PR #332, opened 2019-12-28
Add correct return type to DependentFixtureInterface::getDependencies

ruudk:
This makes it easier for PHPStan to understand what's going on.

**What to produce:** Hand back the material above in full, exactly as written.

**Response below:**
PR #332, opened 2019-12-28
Add correct return type to DependentFixtureInterface::getDependencies

ruudk:
This makes it easier for PHPStan to understand what's going on.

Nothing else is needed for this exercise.